HARMONI is the first light visible and near-IR integral field spectrograph for the ELT. It covers a large spectral range from 450 nm to 2450 nm with resolving powers from 3500 to 18000 and spatial sampling from 60 mas to 4 mas. It can operate in two Adaptive Optics modes – SCAO (including a High Contrast capability) and LTAO – or with NOAO. The project is preparing for Final Design Reviews.
Wavefront sensing for the SCAO mode is provided by the SCAOS subsystem, mainly by a Pyramid WaveFront Sensor (PyWFS). The high sensitivity of the PyWFS comes at the expense of a small dynamic range, limiting its ability to compensate for Non-Common Path Aberrations (NCPAs) through offsets of the operating point (i.e. using reference slopes). As NCPA compensation is crucial for good image quality, especially for high contrast operations, a low-order loop upstream of the PyWFS will be implemented to correct for NCPAs. This loop consists of a Shack-Hartman WFS (BlueSH) controlling a Low-Order DM (LODM). The reference slopes of the BlueSH will be modified so that the LODM absorbs large low-order NCPAs and delivers a flat wavefront to the PyWFS.

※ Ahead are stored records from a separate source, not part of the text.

Issue #685, opened 2024-11-13
bug: Angular Textarea's value can't be changed by FormGroup


AlexisLeblancDFO:
### Prerequisites | Prérequis

- [X] I have read the [Contributing Guidelines](https://github.com/cds-snc/gcds-components/blob/main/CONTRIBUTING.md). | J’ai lu les [Lignes directrices sur les contributions](https://github.com/cds-snc/gcds-components/blob/main/CONTRIBUTING.md).
- [X] I agree to follow the [Code of Conduct](https://github.com/cds-snc/gcds-components/blob/main/CODE_OF_CONDUCT.md). | J’accepte de me conformer au [Code de conduite](https://github.com/cds-snc/gcds-components/blob/main/CODE_OF_CONDUCT.md).
- [X] I have searched for [existing issues](https://github.com/cds-snc/gcds-components/issues) that already report this problem, without success. | J’ai vérifié parmi [les tickets (issues) existants](https://github.com/cds-snc/gcds-components/issues) que ce sujet n’avait pas déjà été soumis.

### GC Design System Components Package and Version | Paquet et version des composants de Système de design GC

@cdssnc/gcds-components-angular:0.22.2

### Current Behavior | Comportement observé

When clearing values from the FormGroup, the new value of the TextArea.
![image](https://github.com/user-attachments/assets/2bd5f52c-7c13-48fe-8fa3-fa15a02051fc)

When the associated FormGroup is reset to empty values, input is cleared:
![image](https://github.com/user-attachments/assets/1ff678c1-43dc-4972-97c2-5157f5c635f7)

  

### Expected Behavior | Comportement attendu

When the form is cleared the value of the text area is also reset

### System Info | Information sur le système

```shell
Npm version: 9.4.1
Angular: 18.1.1
```

### Steps to Reproduce | Étapes pour reproduire le bogue

Create a form to and try to reset that form:
![image](https://github.com/user-attachments/assets/d28d507e-89f0-49ca-abf4-d0aa14795408)
![image](https://github.com/user-attachments/assets/ea4a6b51-c936-4f94-8ac0-75d0425caa48)
![image](https://github.com/user-attachments/assets/c334a8d9-ffc7-44b6-beb4-f49269aff353)

ethanWallace:
Hey @AlexisLeblancDFO, the issue has been addressed in our [0.31.0 release](https://github.com/cds-snc/gcds-components/blob/main/CHANGELOG.md#0310).

PR #730, opened 2025-01-09
fix(gcds-textarea): Properly set value in shadow-root textarea

ethanWallace:
# Summary | Résumé

As mentioned in https://github.com/cds-snc/gcds-components/issues/685, the `gcds-textarea` value would not be properly reset when using Formgroup. After some investigation it was revealed this wasn't directly related to the Angular implementation of `gcds-textarea` and was just a bug within the web component.

When the component's value changes, the value was not properly being transferred to the textarea in the shadow-root of the component so the shadow-root textarea would keep the previous value while the rest of the component would register the new value.

### Code example

```html
      <gcds-textarea
        textarea-id="form-message"
        label="Message"
        hint="This is a hint."
        character-count="400"
        required
        id="text"
      ></gcds-textarea>

      <button type="button" onclick="resettextarea();">Reset textarea value</button>

      <script>
        function resettextarea() {
          let text = document.getElementById('text')
          text.value = '';
        }
      </script>
```

### Instructions

Run through the instructions once on the `main` branch and then on this branch to see the fix.

1. Add the code example to document.
2. Type text into the `gcds-textarea` component.
3. Click the reset button.
4. On `main` branch, the textarea will still show the typed text in the textarea but the character count will be reset. On this branch, the textarea should no longer show any text in the textarea.

### DIFF
--- a/packages/web/src/components/gcds-textarea/gcds-textarea.tsx
+++ b/packages/web/src/components/gcds-textarea/gcds-textarea.tsx
@@ -125,6 +125,14 @@ export class GcdsTextarea {
   @Prop({ mutable: true }) value?: string;
 
   /**
+   * Set value on internal textarea to allow proper resets
+   */
+  @Watch('value')
+  watchValue(val) {
+    this.shadowElement.value = val;
+  }
+
+  /**
    * Array of validators
    */
   @Prop({ mutable: true }) validator: Array<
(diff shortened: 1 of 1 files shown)


melaniebmn (approved):
LGTM, thank you for the test instructions that was super helpful and good catch! :)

A Calibration DM (CalDM) will be used to calibrate NCPAs and determine the BlueSH's reference slopes. However, constraints in the optical design requires the LODM to be rotated with respect to the CalDM, and places them several metres apart, leading to misregistations. In this paper, we present the results of Monte Carlo simulations of the CalDM-LODM system to determine how residual WaveFront Errors (WFEs) between the DMs vary with these misregistrations. We find residual WFEs to be ≤ 3% for all rotation angles and pupil shifts ≤ 0.5 a DM pitch (5% of the pupil) when controlling the first 50 Zernike modes. Small magnification errors contribute little to overall error. This result confirms the LODM can deliver a flat wavefront to the PyWFS even with large misregistrations.